So many unfortunate things happened lately.

I get mixed feelings of emotions the moment i climbed up the hill.

All for 1 reason, i don't want to see that bastard face. The more i see her, the more anger will get the better of me.

Well, what to do. I'm the slave for the government.

I've been on urgent leave for quite some time. I need time to sort my inner feelings and i know, as long as i've yet to confront that bastard, my mind is still unfocused.

I've missed out the MDB outing as promised to my girls. Once again, i apologise.

I know i'm so lost and fidgeting, fickle minded. Whatever.

Bottom line is, i'm facing such a severe breakdown.

I believed Danish knows how badly crush am i feeling inside me and he has been an angel. He listened to my sorrows and whenever i cry, he will say, mummy... asal mummy cry? Takmo cry okay? Danish sayang mummy. Sweet nya my son.

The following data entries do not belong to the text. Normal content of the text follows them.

PR #1054, opened 2026-04-18
fix: namespace generated Hermes skill names

dkoh12:
## Summary
- add host-config support for host-specific emitted skill names
- namespace generated Hermes skill frontmatter names to match their gstack-* directories
- add a regression test covering Hermes skill-name generation

## Problem
Hermes deduplicates skills by frontmatter `name`, not by directory name. Generated Hermes skills were written to namespaced directories like `gstack-review/`, but their frontmatter still used generic names like `review`, causing Hermes to suppress them as duplicates of existing skills.

## Test Plan
- bun test test/gen-skill-docs.test.ts -t "Hermes frontmatter names are namespaced to match generated skill names"
- bun run scripts/gen-skill-docs.ts --host hermes
- verify `hermes skills list` shows `gstack-review`, `gstack-qa`, and `gstack-ship`

### DIFF
--- a/hosts/hermes.ts
+++ b/hosts/hermes.ts
@@ -15,6 +15,7 @@ const hermes: HostConfig = {
     mode: 'allowlist',
     keepFields: ['name', 'description'],
     descriptionLimit: null,
+    nameTransform: 'external-skill-name',
   },
 
   generation: {
--- a/scripts/gen-skill-docs.ts
+++ b/scripts/gen-skill-docs.ts
@@ -221,7 +221,7 @@ policy:
  * Codex: keeps name + description only, enforces 1024-char limit.
  * Factory: keeps name + description + user-invocable, conditionally adds disable-model-invocation.
  */
-function transformFrontmatter(content: string, host: Host): string {
+function transformFrontmatter(content: string, host: Host, generatedSkillName?: string): string {
   const hostConfig = getHostConfig(host);
   const fm = hostConfig.frontmatter;
 
@@ -245,6 +245,9 @@ function transformFrontmatter(content: string, host: Host): string {
   const frontmatter = content.slice(fmStart + 4, fmEnd);
   const body = content.slice(fmEnd + 4);
   const { name, description } = extractNameAndDescription(content);
+  const emittedName = fm.nameTransform === 'external-skill-name' && generatedSkillName
+    ? generatedSkillName
+    : name;
 
   // Description limit enforcement
   if (fm.descriptionLimit) {
@@ -252,11 +255,11 @@ function transformFrontmatter(content: string, host: Host): string {
     if (description.length > fm.descriptionLimit) {
       if (behavior === 'error') {
         throw new Error(
-          `${hostConfig.displayName} description for "${name}" is ${description.length} chars (max ${fm.descriptionLimit}). ` +
+          `${hostConfig.displayName} description for "${emittedName}" is ${description.length} chars (max ${fm.descriptionLimit}). ` +
           `Compress the description in the .tmpl file.`
         );
       } else if (behavior === 'warn') {
-        console.warn(`WARNING: ${hostConfig.displayName} description for "${name}" exceeds ${fm.descriptionLimit} chars`);
+        console.warn(`WARNING: ${hostConfig.displayName} description for "${emittedName}" exceeds ${fm.descriptionLimit} chars`);
       }
       // 'truncate' — silently proceed
     }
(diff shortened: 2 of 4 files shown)


sixianli:
+1 — independently hit this exact bug on Hermes Agent today (fresh install via 

`./setup`). Confirming the diagnosis: only 2 of 42 generated `gstack-*` skills 

were registered, and the 2 that survived (`gstack-upgrade`, `gstack-open-gstack-browser`) 

are precisely the ones whose frontmatter `name` happens to be unique enough not 

to collide.

The 6 skills that silently lose to existing Hermes skills via name collision in 

my setup: `ship`, `qa`, `review`, `autoplan`, `retro`, `browse`.

Just checked out this branch, ran `bun run scripts/gen-skill-docs.ts --host hermes`, 

and `hermes skills list | grep gstack | wc -l` now returns 42 (up from 2). Fix 

works as advertised.

Would love to see this merged — without it, gstack on Hermes is effectively 

unusable out of the box.

time-attack:
@dkoh12 Rewrite generated Hermes frontmatter names with the same namespace as their gstack-prefixed directories to prevent registry collisions.

yolo-jared:
Adjacent instance of the same "frontmatter `name` disagrees with the prefixed directory" class, but on the **consumption** side and on the **Claude** host — so I don't think this issue's fix covers it. Posting here rather than opening a new issue; happy to split it out if you'd prefer.

**Where this differs from the Hermes case above:** #1054 is generation writing an *unprefixed* name into a *prefixed* directory, and the symptom is silent dedup. This one is the reverse — the installer writes a *prefixed* name and a consumer hardcodes the *unprefixed* one, and the symptom is a hard abort.

### `/autoplan` aborts at every phase when `skill_prefix: true`

```
gstack-autoplan-snapshot: Methodology skill identity does not match this phase
```

Exit 1. `/autoplan`'s instruction for that step is "On helper errors, stop", so it terminates at Phase 1. All four phases (ceo, design, dx, eng) share the validator, so none run.

### Cause

`bin/gstack-patch-names:19-21`, invoked by `bin/gstack-relink:367-368` when `skill_prefix` is true, rewrites the installed frontmatter:

```bash
if [ "$DO_PREFIX" -eq 1 ]; then
  case "$cur" in gstack-*) continue ;; esac
  new="gstack-$cur"
```

`bin/gstack-autoplan-snapshot.ts:496,508` then requires the bare spelling:

```ts
const skill = `plan-${phase === 'dx' ? 'devex' : phase}-review`;
...
if (!frontmatter?.[1]!.split(/\r?\n/).includes(`name: ${skill}`)) {
  throw new Error('Methodology skill identity does not match this phase');
}
```

The `.tmpl` carries the unprefixed name and generation preserves it; the prefix is applied afterwards to the installed copy only. The validator was written against the template's spelling.

### Reproduction

Clean checkout of `origin/main` @ a6b3a57 (v1.87.4.0), no local customization:

```
$ bun bin/gstack-autoplan-snapshot.ts methodology ceo <scratch>/plan-ceo-review/SKILL.md <restore>
exit 0     # JSON manifest emitted

$ bin/gstack-patch-names <scratch> true
  patched name: field in 1 skills
$ grep -m1 '^name:' <scratch>/plan-ceo-review/SKILL.md
name: gstack-plan-ceo-review

$ bun bin/gstack-autoplan-snapshot.ts methodology ceo <scratch>/plan-ceo-review/SKILL.md <restore>
exit 1
gstack-autoplan-snapshot: Methodology skill identity does not match this phase
```

Single variable: the frontmatter `name:` line, changed by gstack's own patcher.

### Why it shipped

Both halves are tested; the seam isn't. `test/relink.test.ts` covers prefix mode thoroughly (including the #2738 render-dir regression) and `test/autoplan-snapshot.test.ts` covers the helper in 451 lines, but `grep -rl "skill_prefix" test/autoplan-*.test.ts` returns zero across all 37 files — nothing sets `skill_prefix: true` and then calls the `methodology` subcommand.

### Scope

A sweep of `bin/`, `scripts/`, and `hosts/` (no `--include` filter) for the same defect class on the Claude side — a runtime comparison of installed frontmatter `name:` against a hardcoded literal — found exactly one instance, the line above. Prefix mode is otherwise consistent there: `gstack-relink` renames the host-side directory and the frontmatter together and keeps them in sync across upgrades and gbrain renders, and `bin/gstack-uninstall:195-207` already accepts both spellings.

### Suggested fix

Accept either spelling. The prefix is applied uniformly to all four phase skills, never selectively, so tolerating it can't let one phase's methodology pass as another's:

```ts
const identities = [`name: ${skill}`, `name: gstack-${skill}`];
if (!frontmatter?.[1]!.split(/\r?\n/).some(line => identities.includes(line))) {
  throw new Error('Methodology skill identity does not match this phase');
}
```

I have this plus a regression test running locally against a prefixed install — all four phases green, and the test goes red against unpatched code (4 of 12 cases). Full autoplan suite 738 pass / 11 fail vs 726 / 11 on byte-identical-to-upstream code; same 11 pre-existing PTY failures, no regressions. Say the word if a PR would help, or feel free to take the two-line fix directly.

Environment: v1.87.4.0, `skill_prefix: true`, macOS arm64, Claude Code host.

I cry not because i'm scared but rather i'm too hurt to think of what bastard said and spread rumors.

So why i did not just resign? Well... i'm waiting for the right moment to carry my feet and go. My HOD won't approved me of leaving when i brought up the topic last month. I got potential..blah3...

Anyway, hubby and i went to KL again last Monday to settle some business trip that both of us venture in. Materials will be finalised by end of this week and the items will be place at my mother in law shop and when the business takes off, hubby and i will find a place to rental to place our items in our new shop.

I'm good enough as "DEAD at workplace".

Talk when necessary and if it's not official i won't talk. Simple.

If she is true of performing the "haji", she won't act as a bitch in the first place. Cleanse your heart, your mouth and the way you dress if you're sincere in the first place. Stop bitching about other people, bitch.